Another treasure trove connected to the family was a large photo card album entitled “Freed Slaves & Abolitionist Family Album” (Lot 0323), which sold for $19,680 at Fleischer’s Auctions’ “Civil War & African American History Collection” on 5 August 2023.

This album contains photo cards that date to the Civil War era with original photographs of two freed slaves as well as photographs of various members of the Henry Bushong family.

According to its provenance, this photo album was originally presented to Dr. Charles Henry Bushong (1855-1913) by his grandfather Henry Bushong (1783-1870), who fathered many children with his first wife Sarah Gilbert (1787-1831), daughter of Jesse and Sarah (Harding) Gilbert. He had one additional son, Gilbert Bushong (1836-1911), with his second wife Esther Valentine (1799-1867), daughter of John and Mary (Taylor) Valentine.

Photo: Esther (Valentine) and Henry Bushong. Credit: Bushong Family Tree United
Photo: Esther (Valentine) and Henry Bushong. Credit: Bushong Family Tree United.

Charles Henry Bushong was born to Gilbert and Edith Kinsey (Paxson) Bushong. Gilbert is the son of Henry and Esther (Valentine) Bushong. Edith is the daughter of Elwood H. and Elizabeth Moore (White) Paxson.

Photos: (left to right) Gibert Bushong; Edith Kinsley (Paxon) Bushong; and their son Charles Henry Bushong. Credit: Bushong Family Tree United.
Photos: (left to right) Gibert Bushong; Edith Kinsley (Paxon) Bushong; and their son Charles Henry Bushong. Credit: Bushong Family Tree United.

What I found on Charles Henry Bushong was very interesting; perhaps the most significant discovery was his role in the formation of a spiritual organization in 1900. It was a branch of the Hicksite sect, founded by Elias Hicks of Long Island in 1828.

One of the six members to join Bushong’s new sect was Robert Clemens Smedley, author of the “History of the Underground Railroad in Chester and the Neighboring Counties of Pennsylvania,” which includes the Bushong’s role.

An article about a Hicksite branch of the Quaker church, Denver Post newspaper 22 January 1900
Denver Post (Denver, Colorado), 22 January 1900, page 7

This article reports:

A Quaker or Friends’ church of the Hicksite branch was organized yesterday in the office of Dr. Charles H. Bushong, 1427 Stout Street, and another denomination to the many that are established in Denver has been added. The church starts with only six members, and in respect of numbers is probably as small as any church in the country. The members are:

Dr. C. H. Bushong, New York; John C. Carpenter and wife, Ohio; John T. Plummer and wife, Illinois; William Malone and mother, Indiana; Miss Ellen Price, Philadelphia; Professor Robert C. Smedley (School of Medicine, Denver University), Blackburn, Philadelphia.

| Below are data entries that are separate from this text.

PR #108, opened 2020-06-20
Soft 213 mppt solar module

JarvisWeng:


projects/solar/src/mppt.c
```diff
@@ -0,0 +1,42 @@
...
+#include "mux.h"
+#include "spv1020_mppt.h"
+
+// will get the address and size of the demultiplexer
+static MuxAddress s_mux_address = {
+  .bit_width = 3,
+  .sel_pins[0] = { .port = GPIO_PORT_B, .pin = 3 },
+  .sel_pins[1] = { .port = GPIO_PORT_B, .pin = 4 },
+  .sel_pins[2] = { .port = GPIO_PORT_B, .pin = 5 },
+  .mux_enable_pin = { .port = GPIO_PORT_A, .pin = 1 },  // need to check hardward for correct pin
```
copperium, line 11: HW hasn't actually given us an enable pin - we'll need to set this to some pin that isn't being used, like PB1. (The unused pin should be #define'd so we can move it to a config file later and use the same unused pin everywhere we need one.) Also, I believe you'll also have to fill in the `mux_output_pin` parameter with an unused pin. (A better solution of course would be to refactor the `mux` driver so it doesn't need these pins, but alas that's a problem for another ticket.)

projects/solar/src/mppt.c
```diff
@@ -0,0 +1,42 @@
+#include "gpio.h"
+#include "mux.h"
+#include "spv1020_mppt.h"
+
+// will get the address and size of the demultiplexer
+static MuxAddress s_mux_address = {
+  .bit_width = 3,
+  .sel_pins[0] = { .port = GPIO_PORT_B, .pin = 3 },
+  .sel_pins[1] = { .port = GPIO_PORT_B, .pin = 4 },
+  .sel_pins[2] = { .port = GPIO_PORT_B, .pin = 5 },
```
copperium, line 10: Damn, I had no idea that this syntax works. I'd probably prefer these GPIO addresses to be #define'd so that we can move them easily to a config file with all the hardware details, but this is fine.

projects/solar/src/mppt.c
```diff
@@ -0,0 +1,42 @@
...
+  .mux_enable_pin = { .port = GPIO_PORT_A, .pin = 1 },  // need to check hardward for correct pin
+};
+
+StatusCode mppt_shut(SpiPort port, uint8_t pin) {
+  status_ok_or_return(mux_set(&s_mux_address, pin));
+  return spv1020_shut(port);
```
copperium, line 16: Like I explained on Slack, since hardware hasn't given us an enable pin, to set the CS line for SPI low and then high again for the specific SPV1020 we're talking to, we have to set the mux to the `pin` before calling the `spv1020` function, then set the mux to an output we're not using (like output 7). That way, the SPV1020 sees the CS line go low, then high again at the end.

Thus, you should add a `#define DISCONNECTED_MUX_OUTPUT 7`, then call `mux_set(&s_mux_address, DISCONNECTED_MUX_OUTPUT)` at the end of each of the `mppt_*` functions.

Also, to deal with status codes: to ensure that the final `mux_set` call you're adding is always called even if the `spv1020` call fails, you should save the output of the `spv1020_*` call in a `status` variable, wrap the final `mux_set` call in `status_ok_or_return`, then return the `status` variable you saved. That way the final `mux_set` is always executed and we never end up with the CS line low for a long period of time.

projects/solar/src/mppt.c
```diff
@@ -0,0 +1,42 @@
...
+
+// will get the address and size of the demultiplexer
+static MuxAddress s_mux_address = {
+  .bit_width = 3,
+  .sel_pins[0] = { .port = GPIO_PORT_B, .pin = 3 },
+  .sel_pins[1] = { .port = GPIO_PORT_B, .pin = 4 },
+  .sel_pins[2] = { .port = GPIO_PORT_B, .pin = 5 },
+  .mux_enable_pin = { .port = GPIO_PORT_A, .pin = 1 },  // need to check hardward for correct pin
+};
+
```
copperium, line 13: I think you're missing an `mppt_init` function that calls `mux_init`.

projects/solar/test/test_mppt.c
```diff
@@ -0,0 +1,84 @@
...
+#define TEST_SPI_PORT SPI_PORT_2
+
+void setup_test() {
+  gpio_init();
+  SpiSettings spi_settings = { .baudrate = 60000,
+                               .mode = SPI_MODE_3,
+                               .mosi = { .port = GPIO_PORT_B, 15 },
+                               .miso = { .port = GPIO_PORT_B, 14 },
+                               .sclk = { .port = GPIO_PORT_B, 13 },
+                               .cs = { .port = GPIO_PORT_B, 12 } };
```
copperium, line 17: `make format` will probably reformat this - Travis did something strange with this PR and didn't run.

projects/solar/test/test_mppt.c
```diff
@@ -0,0 +1,84 @@
...
+  spi_init(TEST_SPI_PORT, &spi_settings);
+}
+
+void teardown_test() {}
+
+// Test that we can successfully send the SHUT and Turn ON commands.
+void test_shut_and_turn_on(void) {
```
copperium, line 24: The tests for the range of the `pin` parameter are good :) To test more `mppt`-specific functionality, maybe you could mock `mux_set` (see `test_sense.c` for how to mock a function) and make sure that it's called correctly on each `mppt` function call?

projects/solar/test/test_mppt.c
```diff
@@ -0,0 +1,118 @@
...
+  TEST_ASSERT_EQUAL(s_times_mux_set_called, 12);
+  TEST_ASSERT_NOT_OK(mppt_turn_on(TEST_SPI_PORT, (uint8_t)0b1010));
+  TEST_ASSERT_EQUAL(s_times_mux_set_called, 12);
+  TEST_ASSERT_OK(mppt_turn_on(TEST_SPI_PORT, (uint8_t)0b0110));
+  TEST_ASSERT_EQUAL(s_times_mux_set_called, 14);
+}
+
+// Test that we can successfully read a current and it's in the stated range.
+void test_read_current(void) {
+  s_times_mux_set_called = 0;
```
copperium, line 64: Nit: can you move the `s_times_mux_set_called = 0` to `setup_test`?

projects/solar/src/mppt.c
```diff
@@ -0,0 +1,72 @@
+#include "gpio.h"
+#include "mux.h"
+#include "spv1020_mppt.h"
+
+#define MUX_ENABLE \
+  { .port = GPIO_PORT_B, .pin = 1 }  // need to check hardward for correct pin
+#define MUX_OUTPUT \
+  { .port = GPIO_PORT_B, .pin = 1 }  // need to check hardward for correct pin
```
copperium, line 8: Nit: maybe just have a comment saying "this pin is unused" or something like that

To recap: My last story covered a few members of the Bushong family, including Quaker and abolitionist author Abraham Rakestraw and his wife Lydia (Bushong) Rakestraw, daughter of Henry Bushong and his first wife Sarah (Gilbert) Bushong. (See: Part 1)

In addition, I introduced Jacob Bushong (1813-1880), a son born to Henry and Sarah who played a major role in aiding the underground railroad. He married Margaret Hobson (1818-1902).

Photo: Jacob and Margaret (Hobson) Bushong. Credit: Bushong Family Tree United.
Photo: Jacob and Margaret (Hobson) Bushong. Credit: Bushong Family Tree United.

Below is another photo of Jacob Bushong with his son, Edwin Bushong, and his nephew, Emmor B. Morrison, the son of his sister Caroline and her husband, Joseph P. Morrison.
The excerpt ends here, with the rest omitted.